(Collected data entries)

PR #800, opened 2025-09-30
Cleanup prints during lint jobs

jurgenvinju:


jurgenvinju:
Thanks @DavyLandman 
* `verify` also runs test and with `-Pcoverage` the coverage analysis is done based on those tests (but also based on what is run during `verify`
* this PR's branch name does not describe the contents anymore
* this PR now only removes 90% of the log which is due to downloading messsages by mvn
* and for the non-testing `mvn` commands it adds `-DskipTests` to make sure we don'r run them more than once.

.github/workflows/lint.yaml
```diff
@@ -85,7 +84,7 @@ jobs:
           distribution: 'temurin'
           cache: 'maven'
       - name: Run checkstyle and print errors
-        run: mvn -B checkstyle:checkstyle  checkstyle:check
+        run: mvn -B checkstyle:checkstyle  checkstyle:check -Dorg.slf4j.simpleLogger.log.org.apache.maven.cli.transfer.Slf4jMavenTransferListener=warn -Drascal.compile.skip -Drascal.tutor.skip -DskipTests
```
DavyLandman, line 87: checkstyle doesn't need the skips, it never gets to compile/test phase.

DavyLandman:
Yes, this is better, but I think we can keep it a bit cleaner (I've left 2 comments)

PR #803, opened 2025-09-30
Fixes broken base64 encoding

PieterOlivier:
The code that encoded a byte stream to a base64 string was broken.
It assumed that an incompleet read meant that the end of the stream was reached, which is not always the case.

This PR replaces the old code with a much simpler approach that uses `Base64InputStream` from apache-common-codecs.

### DIFF
--- a/rascal-lsp/src/main/java/org/rascalmpl/vscode/lsp/IRascalFileSystemServices.java
+++ b/rascal-lsp/src/main/java/org/rascalmpl/vscode/lsp/IRascalFileSystemServices.java
@@ -31,18 +31,18 @@ import java.io.IOException;
 import java.io.InputStream;
 import java.io.OutputStream;
 import java.net.URISyntaxException;
+import java.nio.charset.StandardCharsets;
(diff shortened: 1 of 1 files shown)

** ASSIGNMENT **
Print the records above exactly. Omit nothing.

** WORKED SOLUTION **
PR #800, opened 2025-09-30
Cleanup prints during lint jobs

jurgenvinju:


jurgenvinju:
Thanks @DavyLandman 
* `verify` also runs test and with `-Pcoverage` the coverage analysis is done based on those tests (but also based on what is run during `verify`
* this PR's branch name does not describe the contents anymore
* this PR now only removes 90% of the log which is due to downloading messsages by mvn
* and for the non-testing `mvn` commands it adds `-DskipTests` to make sure we don'r run them more than once.

.github/workflows/lint.yaml
```diff
@@ -85,7 +84,7 @@ jobs:
           distribution: 'temurin'
           cache: 'maven'
       - name: Run checkstyle and print errors
-        run: mvn -B checkstyle:checkstyle  checkstyle:check
+        run: mvn -B checkstyle:checkstyle  checkstyle:check -Dorg.slf4j.simpleLogger.log.org.apache.maven.cli.transfer.Slf4jMavenTransferListener=warn -Drascal.compile.skip -Drascal.tutor.skip -DskipTests
```
DavyLandman, line 87: checkstyle doesn't need the skips, it never gets to compile/test phase.

DavyLandman:
Yes, this is better, but I think we can keep it a bit cleaner (I've left 2 comments)

PR #803, opened 2025-09-30
Fixes broken base64 encoding

PieterOlivier:
The code that encoded a byte stream to a base64 string was broken.
It assumed that an incompleet read meant that the end of the stream was reached, which is not always the case.

This PR replaces the old code with a much simpler approach that uses `Base64InputStream` from apache-common-codecs.

### DIFF
--- a/rascal-lsp/src/main/java/org/rascalmpl/vscode/lsp/IRascalFileSystemServices.java
+++ b/rascal-lsp/src/main/java/org/rascalmpl/vscode/lsp/IRascalFileSystemServices.java
@@ -31,18 +31,18 @@ import java.io.IOException;
 import java.io.InputStream;
 import java.io.OutputStream;
 import java.net.URISyntaxException;
+import java.nio.charset.StandardCharsets;
(diff shortened: 1 of 1 files shown)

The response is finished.